== EXTRACTED MATERIAL ==

+ + + +

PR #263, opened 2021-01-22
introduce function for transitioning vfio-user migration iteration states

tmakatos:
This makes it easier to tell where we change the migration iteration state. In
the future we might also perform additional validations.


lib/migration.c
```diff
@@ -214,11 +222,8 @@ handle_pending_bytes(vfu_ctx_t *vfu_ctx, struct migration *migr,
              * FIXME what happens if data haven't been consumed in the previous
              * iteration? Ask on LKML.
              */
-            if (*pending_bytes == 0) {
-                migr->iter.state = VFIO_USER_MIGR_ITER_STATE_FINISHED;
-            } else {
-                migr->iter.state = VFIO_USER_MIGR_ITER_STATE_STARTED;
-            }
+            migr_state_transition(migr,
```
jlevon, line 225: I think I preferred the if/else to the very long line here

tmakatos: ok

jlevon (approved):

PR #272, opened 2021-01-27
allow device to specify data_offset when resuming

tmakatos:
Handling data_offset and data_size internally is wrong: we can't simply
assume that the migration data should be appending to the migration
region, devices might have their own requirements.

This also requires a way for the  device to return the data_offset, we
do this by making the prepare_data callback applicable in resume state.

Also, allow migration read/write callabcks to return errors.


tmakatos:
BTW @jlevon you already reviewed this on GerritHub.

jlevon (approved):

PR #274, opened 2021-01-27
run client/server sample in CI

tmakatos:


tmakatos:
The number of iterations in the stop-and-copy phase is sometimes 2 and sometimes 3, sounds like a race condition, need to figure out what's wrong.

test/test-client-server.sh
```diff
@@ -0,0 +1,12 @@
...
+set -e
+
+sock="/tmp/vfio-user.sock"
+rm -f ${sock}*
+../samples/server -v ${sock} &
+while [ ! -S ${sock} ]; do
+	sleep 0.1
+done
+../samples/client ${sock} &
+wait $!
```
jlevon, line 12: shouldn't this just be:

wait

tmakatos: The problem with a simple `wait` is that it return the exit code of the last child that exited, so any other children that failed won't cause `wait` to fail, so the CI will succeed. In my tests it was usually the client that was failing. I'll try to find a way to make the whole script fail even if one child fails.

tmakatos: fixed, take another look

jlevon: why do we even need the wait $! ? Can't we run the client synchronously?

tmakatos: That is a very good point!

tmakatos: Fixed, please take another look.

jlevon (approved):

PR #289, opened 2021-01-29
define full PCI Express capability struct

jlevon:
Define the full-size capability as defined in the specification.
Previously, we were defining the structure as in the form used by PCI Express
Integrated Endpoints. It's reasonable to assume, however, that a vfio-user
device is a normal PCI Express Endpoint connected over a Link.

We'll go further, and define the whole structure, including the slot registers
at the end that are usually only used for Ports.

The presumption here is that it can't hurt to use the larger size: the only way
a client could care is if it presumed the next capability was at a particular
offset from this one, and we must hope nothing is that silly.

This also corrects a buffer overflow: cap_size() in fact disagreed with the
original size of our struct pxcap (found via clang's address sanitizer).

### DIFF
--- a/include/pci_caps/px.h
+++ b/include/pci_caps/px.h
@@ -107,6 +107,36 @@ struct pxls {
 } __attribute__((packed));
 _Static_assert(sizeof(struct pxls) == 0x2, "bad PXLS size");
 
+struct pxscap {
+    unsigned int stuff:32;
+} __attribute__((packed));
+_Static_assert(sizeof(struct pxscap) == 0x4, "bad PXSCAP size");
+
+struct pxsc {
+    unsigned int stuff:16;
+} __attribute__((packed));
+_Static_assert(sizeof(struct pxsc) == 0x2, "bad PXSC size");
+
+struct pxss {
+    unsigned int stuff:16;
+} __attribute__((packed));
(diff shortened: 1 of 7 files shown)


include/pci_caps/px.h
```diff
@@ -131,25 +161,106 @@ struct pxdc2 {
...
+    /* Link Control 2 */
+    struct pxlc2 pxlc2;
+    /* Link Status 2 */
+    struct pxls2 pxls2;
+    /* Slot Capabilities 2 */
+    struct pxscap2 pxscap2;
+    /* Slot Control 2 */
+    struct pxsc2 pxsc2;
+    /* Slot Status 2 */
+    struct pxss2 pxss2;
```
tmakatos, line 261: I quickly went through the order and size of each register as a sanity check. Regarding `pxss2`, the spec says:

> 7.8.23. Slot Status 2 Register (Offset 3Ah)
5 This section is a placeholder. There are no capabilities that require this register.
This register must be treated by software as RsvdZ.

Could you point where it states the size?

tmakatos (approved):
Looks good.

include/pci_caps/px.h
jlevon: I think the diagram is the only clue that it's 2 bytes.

+ + + +

== WORK REQUEST ==
Print the line containing "(diff shortened: 1 of 7 files shown)", then every line after it through the last line of the records, each exactly as written; nothing else belongs in the answer.

== FINISHED TASK ==
(diff shortened: 1 of 7 files shown)


include/pci_caps/px.h
```diff
@@ -131,25 +161,106 @@ struct pxdc2 {
...
+    /* Link Control 2 */
+    struct pxlc2 pxlc2;
+    /* Link Status 2 */
+    struct pxls2 pxls2;
+    /* Slot Capabilities 2 */
+    struct pxscap2 pxscap2;
+    /* Slot Control 2 */
+    struct pxsc2 pxsc2;
+    /* Slot Status 2 */
+    struct pxss2 pxss2;
```
tmakatos, line 261: I quickly went through the order and size of each register as a sanity check. Regarding `pxss2`, the spec says:

> 7.8.23. Slot Status 2 Register (Offset 3Ah)
5 This section is a placeholder. There are no capabilities that require this register.
This register must be treated by software as RsvdZ.

Could you point where it states the size?

tmakatos (approved):
Looks good.

include/pci_caps/px.h
jlevon: I think the diagram is the only clue that it's 2 bytes.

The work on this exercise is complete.